** Source data follows **

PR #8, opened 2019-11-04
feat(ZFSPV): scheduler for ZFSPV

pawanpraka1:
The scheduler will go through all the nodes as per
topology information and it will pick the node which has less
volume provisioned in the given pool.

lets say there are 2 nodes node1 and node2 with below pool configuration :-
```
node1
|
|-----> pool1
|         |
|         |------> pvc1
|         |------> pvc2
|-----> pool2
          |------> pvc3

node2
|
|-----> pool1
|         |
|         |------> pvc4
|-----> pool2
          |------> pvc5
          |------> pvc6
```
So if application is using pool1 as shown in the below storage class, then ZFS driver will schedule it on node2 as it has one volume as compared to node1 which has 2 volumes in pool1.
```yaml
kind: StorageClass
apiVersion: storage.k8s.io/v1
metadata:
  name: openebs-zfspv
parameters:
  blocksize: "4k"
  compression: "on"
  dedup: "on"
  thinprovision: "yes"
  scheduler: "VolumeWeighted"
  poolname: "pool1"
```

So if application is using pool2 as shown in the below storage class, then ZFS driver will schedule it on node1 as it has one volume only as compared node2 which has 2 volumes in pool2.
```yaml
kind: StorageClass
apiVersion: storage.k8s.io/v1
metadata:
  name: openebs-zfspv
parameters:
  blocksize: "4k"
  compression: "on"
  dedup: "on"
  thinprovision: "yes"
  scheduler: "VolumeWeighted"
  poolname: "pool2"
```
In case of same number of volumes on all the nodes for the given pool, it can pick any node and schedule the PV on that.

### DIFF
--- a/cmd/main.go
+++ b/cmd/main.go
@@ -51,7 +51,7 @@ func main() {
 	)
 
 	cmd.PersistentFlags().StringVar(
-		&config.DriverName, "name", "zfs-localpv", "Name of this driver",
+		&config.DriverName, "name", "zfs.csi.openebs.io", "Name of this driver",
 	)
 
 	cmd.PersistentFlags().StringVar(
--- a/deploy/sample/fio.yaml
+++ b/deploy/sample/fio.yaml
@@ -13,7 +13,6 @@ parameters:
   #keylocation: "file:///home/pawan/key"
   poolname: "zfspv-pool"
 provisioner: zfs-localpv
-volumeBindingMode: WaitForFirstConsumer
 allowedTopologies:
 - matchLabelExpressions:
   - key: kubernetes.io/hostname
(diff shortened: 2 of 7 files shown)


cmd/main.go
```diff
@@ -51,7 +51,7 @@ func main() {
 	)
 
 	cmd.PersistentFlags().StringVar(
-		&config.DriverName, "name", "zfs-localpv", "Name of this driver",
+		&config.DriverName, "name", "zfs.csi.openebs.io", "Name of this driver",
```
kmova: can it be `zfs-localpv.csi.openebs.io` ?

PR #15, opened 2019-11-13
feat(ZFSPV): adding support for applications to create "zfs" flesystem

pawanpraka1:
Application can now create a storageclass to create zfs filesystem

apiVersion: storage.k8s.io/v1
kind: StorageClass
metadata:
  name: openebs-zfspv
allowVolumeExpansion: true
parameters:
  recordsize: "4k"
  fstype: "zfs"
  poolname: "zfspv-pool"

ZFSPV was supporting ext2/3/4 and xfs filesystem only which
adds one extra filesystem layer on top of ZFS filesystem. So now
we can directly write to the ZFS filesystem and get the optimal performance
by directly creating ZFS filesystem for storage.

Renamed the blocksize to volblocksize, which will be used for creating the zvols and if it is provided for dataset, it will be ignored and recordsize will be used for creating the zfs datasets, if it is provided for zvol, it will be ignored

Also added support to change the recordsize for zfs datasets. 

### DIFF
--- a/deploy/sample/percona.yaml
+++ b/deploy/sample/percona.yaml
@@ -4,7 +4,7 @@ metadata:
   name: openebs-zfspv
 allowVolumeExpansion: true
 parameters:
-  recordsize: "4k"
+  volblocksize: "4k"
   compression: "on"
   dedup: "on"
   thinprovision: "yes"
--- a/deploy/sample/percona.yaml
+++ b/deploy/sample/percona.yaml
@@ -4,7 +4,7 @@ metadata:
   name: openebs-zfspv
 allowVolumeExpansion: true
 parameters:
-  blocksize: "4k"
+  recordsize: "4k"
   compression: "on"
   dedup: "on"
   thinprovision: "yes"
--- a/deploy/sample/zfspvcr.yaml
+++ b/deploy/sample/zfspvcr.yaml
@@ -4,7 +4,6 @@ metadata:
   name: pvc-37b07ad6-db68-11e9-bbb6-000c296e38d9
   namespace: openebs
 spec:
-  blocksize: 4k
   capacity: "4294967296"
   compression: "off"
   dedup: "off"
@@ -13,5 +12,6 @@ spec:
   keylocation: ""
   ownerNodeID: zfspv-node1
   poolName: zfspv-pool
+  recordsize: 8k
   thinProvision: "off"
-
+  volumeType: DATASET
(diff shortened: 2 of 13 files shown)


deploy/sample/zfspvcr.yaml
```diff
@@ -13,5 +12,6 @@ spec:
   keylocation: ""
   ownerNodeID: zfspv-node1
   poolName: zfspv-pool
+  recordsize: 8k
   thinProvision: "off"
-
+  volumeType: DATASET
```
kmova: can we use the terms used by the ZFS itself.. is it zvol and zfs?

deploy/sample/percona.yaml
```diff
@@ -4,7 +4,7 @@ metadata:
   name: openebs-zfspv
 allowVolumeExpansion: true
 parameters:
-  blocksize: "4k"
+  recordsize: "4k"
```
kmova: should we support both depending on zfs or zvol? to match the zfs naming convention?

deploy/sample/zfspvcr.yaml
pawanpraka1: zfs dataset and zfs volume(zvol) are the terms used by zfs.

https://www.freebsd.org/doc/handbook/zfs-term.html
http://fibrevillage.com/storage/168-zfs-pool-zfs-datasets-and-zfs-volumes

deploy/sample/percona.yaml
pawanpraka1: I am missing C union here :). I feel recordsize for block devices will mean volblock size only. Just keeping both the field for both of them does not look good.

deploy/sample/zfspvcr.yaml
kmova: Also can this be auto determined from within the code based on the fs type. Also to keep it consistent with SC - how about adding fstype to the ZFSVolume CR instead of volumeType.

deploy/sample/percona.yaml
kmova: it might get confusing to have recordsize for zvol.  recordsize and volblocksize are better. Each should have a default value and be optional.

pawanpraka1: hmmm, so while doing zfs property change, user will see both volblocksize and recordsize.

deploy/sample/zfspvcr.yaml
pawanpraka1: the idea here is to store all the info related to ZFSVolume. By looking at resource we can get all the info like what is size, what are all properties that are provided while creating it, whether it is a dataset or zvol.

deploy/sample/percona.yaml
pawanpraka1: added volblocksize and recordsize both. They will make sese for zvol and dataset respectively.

** End of Source data **
** Source data follows **

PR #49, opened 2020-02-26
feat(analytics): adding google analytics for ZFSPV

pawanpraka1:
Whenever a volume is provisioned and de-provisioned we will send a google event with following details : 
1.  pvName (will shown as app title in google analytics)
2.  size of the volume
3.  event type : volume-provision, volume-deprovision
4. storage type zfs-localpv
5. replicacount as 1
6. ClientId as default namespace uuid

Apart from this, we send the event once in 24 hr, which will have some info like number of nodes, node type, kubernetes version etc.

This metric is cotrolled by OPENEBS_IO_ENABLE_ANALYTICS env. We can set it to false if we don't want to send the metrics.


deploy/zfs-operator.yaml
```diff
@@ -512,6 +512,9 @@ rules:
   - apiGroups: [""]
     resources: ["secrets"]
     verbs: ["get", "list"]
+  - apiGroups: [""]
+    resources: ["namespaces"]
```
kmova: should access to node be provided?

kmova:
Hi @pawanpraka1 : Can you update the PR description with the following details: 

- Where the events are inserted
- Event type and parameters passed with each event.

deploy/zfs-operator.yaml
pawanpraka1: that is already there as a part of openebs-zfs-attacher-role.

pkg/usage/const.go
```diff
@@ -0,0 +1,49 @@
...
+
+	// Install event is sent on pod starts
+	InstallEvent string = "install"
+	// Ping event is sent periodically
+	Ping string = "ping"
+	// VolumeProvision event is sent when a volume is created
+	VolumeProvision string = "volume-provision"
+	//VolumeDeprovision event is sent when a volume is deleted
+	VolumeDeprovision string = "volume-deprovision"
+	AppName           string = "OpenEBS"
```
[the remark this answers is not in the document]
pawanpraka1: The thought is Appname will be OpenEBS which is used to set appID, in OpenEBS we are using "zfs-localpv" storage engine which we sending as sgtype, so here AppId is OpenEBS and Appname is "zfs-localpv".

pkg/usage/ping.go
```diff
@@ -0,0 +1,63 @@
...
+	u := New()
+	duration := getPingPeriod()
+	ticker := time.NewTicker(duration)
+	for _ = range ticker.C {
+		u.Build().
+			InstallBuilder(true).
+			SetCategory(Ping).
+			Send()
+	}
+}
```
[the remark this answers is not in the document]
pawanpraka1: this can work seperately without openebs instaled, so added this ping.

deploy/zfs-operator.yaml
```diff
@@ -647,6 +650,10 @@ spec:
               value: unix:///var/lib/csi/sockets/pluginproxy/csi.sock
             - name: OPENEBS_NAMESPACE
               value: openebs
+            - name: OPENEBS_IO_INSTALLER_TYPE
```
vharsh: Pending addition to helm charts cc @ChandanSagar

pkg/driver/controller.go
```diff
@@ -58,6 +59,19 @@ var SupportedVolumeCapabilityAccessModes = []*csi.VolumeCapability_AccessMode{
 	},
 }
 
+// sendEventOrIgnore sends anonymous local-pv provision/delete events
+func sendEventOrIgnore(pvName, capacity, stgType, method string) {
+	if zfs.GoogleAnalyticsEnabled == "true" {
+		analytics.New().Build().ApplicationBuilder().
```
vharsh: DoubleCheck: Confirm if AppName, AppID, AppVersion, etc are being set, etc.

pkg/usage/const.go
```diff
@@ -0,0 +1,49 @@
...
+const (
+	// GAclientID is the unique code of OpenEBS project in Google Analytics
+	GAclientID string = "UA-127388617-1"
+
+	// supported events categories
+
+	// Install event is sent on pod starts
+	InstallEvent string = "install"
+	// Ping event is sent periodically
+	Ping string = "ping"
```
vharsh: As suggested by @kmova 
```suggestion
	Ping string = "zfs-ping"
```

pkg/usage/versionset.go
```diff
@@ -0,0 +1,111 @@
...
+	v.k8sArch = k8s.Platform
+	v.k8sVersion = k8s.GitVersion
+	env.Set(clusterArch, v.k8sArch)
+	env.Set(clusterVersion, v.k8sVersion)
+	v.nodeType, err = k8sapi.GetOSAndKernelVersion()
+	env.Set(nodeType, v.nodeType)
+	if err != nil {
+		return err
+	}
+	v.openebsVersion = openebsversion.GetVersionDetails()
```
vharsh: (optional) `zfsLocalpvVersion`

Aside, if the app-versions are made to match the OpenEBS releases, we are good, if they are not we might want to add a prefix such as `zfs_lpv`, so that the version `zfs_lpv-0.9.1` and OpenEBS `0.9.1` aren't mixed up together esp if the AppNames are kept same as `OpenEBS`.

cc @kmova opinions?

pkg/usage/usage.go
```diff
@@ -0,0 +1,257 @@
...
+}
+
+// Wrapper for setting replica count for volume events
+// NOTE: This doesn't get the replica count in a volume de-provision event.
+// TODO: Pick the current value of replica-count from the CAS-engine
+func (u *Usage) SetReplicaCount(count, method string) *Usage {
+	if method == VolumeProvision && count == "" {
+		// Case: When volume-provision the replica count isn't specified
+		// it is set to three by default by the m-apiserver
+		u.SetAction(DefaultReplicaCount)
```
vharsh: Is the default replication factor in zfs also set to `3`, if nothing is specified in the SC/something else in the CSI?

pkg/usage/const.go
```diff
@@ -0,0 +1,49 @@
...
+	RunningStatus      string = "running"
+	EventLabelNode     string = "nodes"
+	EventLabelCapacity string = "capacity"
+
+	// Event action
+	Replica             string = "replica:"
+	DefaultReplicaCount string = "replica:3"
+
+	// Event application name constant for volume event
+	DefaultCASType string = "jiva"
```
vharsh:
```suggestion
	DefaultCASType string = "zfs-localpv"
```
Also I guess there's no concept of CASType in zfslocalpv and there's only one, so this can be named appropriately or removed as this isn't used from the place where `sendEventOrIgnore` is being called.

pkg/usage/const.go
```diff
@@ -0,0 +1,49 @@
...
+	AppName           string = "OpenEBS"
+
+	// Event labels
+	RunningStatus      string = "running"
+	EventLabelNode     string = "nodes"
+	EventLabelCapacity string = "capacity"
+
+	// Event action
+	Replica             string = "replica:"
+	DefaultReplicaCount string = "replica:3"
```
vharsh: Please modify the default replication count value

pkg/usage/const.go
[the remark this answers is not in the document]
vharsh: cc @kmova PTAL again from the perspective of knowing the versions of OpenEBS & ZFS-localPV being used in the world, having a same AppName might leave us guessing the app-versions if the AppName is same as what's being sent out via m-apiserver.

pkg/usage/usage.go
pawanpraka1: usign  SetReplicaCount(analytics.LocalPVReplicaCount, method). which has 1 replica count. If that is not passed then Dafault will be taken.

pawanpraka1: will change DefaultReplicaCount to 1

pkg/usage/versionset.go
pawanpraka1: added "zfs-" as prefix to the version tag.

** End of Source data **

» **Exercise**
List every line above containing the word "VolumeDeprovision".

» **Result for this task**
+	//VolumeDeprovision event is sent when a volume is deleted
+	VolumeDeprovision string = "volume-deprovision"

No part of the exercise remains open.